PR #4970, opened 2022-03-14
admissions - re-export with person status field placed

joewhitsitt:
Admissions never got the person status field and it is now having issues since the field_tags change on the form.

# To Test
Sync admissions.uiowa.edu, no errors


cory-skeers (approved):
Reviewed and tested, was able to get a clean sync with the update.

__________________________________________________

What is needed is a single number: how many lines of the data contain the word "field".

2